Hi Mike,
Good day !
I got past the DB size issues and exceptions as per your suggestions in other post.
Actually i could crawl some 10K pages in a website, but even though that website is heavily linked and i started form home page, I hope all of it should have been covered pretty quickly.
Instead, I find the crawl getting into a loop and not crawling new discoveries. There are like 100K discovered links put into CrawlRequests from pprevious crawl. But now when i start crawl today, this looping seems to happen.
I am using BFS, and with 10 threads.
1. Are relative links within a page interpreted properly and crawled ?
2. Sometimes crawl kind of gets stuck, like it doesnt show console log what is being done with each URI.
Only that Engine:tb, cr, etc. state keeps refreshing for 15-20 minutes, then ultimately it proceeds.

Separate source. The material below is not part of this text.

PR #21, opened 2021-01-13
Remove referrer policy key from prerendering browsing contexts map

### LINKED ISSUE #18: What exactly are we trying to achieve with keying off of referrer policy?
While reviewing some internal threads, and @domenic [Prerendering activation matching](https://docs.google.com/document/d/1E82ZqXibjCvpPdOgMmOfPIatPMEBVAiJ2KQm6r1_E94/edit) doc (+ the discussion on it), I was trying to think of what exactly keying off of the referrer policy buys us.

I initially thought that it was to capture the fact that requests sent with different referrer policies from the same document will be sent with different `Referer`s, and thus could yield different responses from the server [1], so we shouldn't activate the same prerendered browsing context for both of these requests. In other words, we're using the referrer policy as a rough proxy for what the `Referer` would be, which then slightly intersects with `Vary: Referer` behavior. Furthermore, I thought it might buy us consistency with the value of document.referrer on the prerendered document. All of this assumes that two requests with the same referrer policy coming from the same document will be sent with the same `Referer` header though.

3. Is there possibility of going in loop ? Because once a page is crawled, there is no reason that it be crawled again, right ? I mean next time it is discovered again, it should be checked against already crawled hyperlinks !
So as per my understanding, either a page will lead to exception or dissallow (due to some rule) or successful crawl and it will never be crawled again, right ? But i suspect this being true in my case :(
Thanks!
http://www.mydomainname.com/abcd-257.html
http://www.mydomainname.com/dirname
What are reasons for above 2 types of links be disallowed: Reason Disallowed By absolute URI.
There is no entry in exceptions table. I see majority of discovered links fall prey to Disallow. Ideas, where to make config changes to avoid this ?
2nd one if you say missing trailing '/' but then that was how the link was found in parent page.
Thanx.
You need to get the latest from SVN, like I recommended before.
Yes, relative links are properly crawled.
For best service when you require assistance:
Skype: arachnodedotnet
They were disallowed by some other rule, and are present in the DisallowedAbsoluteUris table the second time you crawled.
Again, check Program.cs to see which rules are enabled. Those that are ENABLED are in GREEN, those that are DISABLED are in RED.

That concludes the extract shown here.